Task goal ▸
The answer must consist of each line of the records below that contains the string "server".

Stored data ▸

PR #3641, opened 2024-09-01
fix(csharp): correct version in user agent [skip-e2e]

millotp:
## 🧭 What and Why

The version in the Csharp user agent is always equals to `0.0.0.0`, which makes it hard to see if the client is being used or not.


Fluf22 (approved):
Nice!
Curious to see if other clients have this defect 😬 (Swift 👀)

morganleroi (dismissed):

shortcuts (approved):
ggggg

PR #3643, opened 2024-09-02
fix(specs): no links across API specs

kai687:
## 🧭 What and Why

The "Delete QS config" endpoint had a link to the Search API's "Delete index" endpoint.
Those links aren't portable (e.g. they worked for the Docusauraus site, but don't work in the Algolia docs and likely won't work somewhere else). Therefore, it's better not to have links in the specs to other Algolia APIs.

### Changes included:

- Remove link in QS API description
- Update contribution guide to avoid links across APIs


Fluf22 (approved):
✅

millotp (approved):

* * *

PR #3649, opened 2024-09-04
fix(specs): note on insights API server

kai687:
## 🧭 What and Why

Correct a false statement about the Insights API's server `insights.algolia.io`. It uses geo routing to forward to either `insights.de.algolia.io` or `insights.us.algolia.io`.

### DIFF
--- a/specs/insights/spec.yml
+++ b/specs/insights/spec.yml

Solution ▸
fix(specs): note on insights API server
Correct a false statement about the Insights API's server `insights.algolia.io`. It uses geo routing to forward to either `insights.de.algolia.io` or `insights.us.algolia.io`.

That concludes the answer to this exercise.